[Data for this task — start]
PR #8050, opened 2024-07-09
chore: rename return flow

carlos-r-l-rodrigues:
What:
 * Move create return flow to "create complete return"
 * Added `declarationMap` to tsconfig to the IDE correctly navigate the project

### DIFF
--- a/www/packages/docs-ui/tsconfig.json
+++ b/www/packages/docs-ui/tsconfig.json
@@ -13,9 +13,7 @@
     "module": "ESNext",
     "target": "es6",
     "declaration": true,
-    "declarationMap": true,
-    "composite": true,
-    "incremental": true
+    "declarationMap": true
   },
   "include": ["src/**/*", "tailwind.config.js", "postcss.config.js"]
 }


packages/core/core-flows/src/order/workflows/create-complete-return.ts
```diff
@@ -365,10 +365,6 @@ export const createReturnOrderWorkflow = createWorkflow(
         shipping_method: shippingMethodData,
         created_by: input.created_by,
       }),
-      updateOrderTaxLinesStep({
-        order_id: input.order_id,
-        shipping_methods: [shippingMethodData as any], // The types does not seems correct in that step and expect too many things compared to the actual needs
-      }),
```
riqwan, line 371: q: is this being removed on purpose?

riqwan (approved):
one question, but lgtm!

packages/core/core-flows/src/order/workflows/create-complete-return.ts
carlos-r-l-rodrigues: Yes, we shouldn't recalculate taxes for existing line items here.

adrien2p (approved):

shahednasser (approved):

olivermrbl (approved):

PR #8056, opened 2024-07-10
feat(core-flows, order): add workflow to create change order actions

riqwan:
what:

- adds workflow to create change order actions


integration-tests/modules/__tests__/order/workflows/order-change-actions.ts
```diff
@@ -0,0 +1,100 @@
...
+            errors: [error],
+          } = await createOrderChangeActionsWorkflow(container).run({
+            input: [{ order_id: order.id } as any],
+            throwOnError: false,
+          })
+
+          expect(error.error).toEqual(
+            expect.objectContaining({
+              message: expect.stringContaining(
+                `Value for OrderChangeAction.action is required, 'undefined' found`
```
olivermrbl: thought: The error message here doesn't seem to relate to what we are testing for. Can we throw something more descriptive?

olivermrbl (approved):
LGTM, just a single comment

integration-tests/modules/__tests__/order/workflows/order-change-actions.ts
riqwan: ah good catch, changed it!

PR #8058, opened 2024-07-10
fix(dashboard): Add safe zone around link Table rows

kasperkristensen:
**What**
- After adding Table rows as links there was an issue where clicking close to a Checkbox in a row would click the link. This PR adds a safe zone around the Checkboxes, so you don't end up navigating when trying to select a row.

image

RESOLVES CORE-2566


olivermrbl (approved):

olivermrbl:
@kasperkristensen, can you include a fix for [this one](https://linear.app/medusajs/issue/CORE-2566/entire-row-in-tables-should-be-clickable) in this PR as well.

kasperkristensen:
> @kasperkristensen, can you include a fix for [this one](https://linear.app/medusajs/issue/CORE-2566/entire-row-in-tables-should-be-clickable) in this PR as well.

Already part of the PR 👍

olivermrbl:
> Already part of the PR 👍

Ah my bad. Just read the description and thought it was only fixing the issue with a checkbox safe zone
[Data for this task — finish]
### Task objective
Show, from the listing above, every line holding the word "thought".

### Response area
olivermrbl: thought: The error message here doesn't seem to relate to what we are testing for. Can we throw something more descriptive?
Ah my bad. Just read the description and thought it was only fixing the issue with a checkbox safe zone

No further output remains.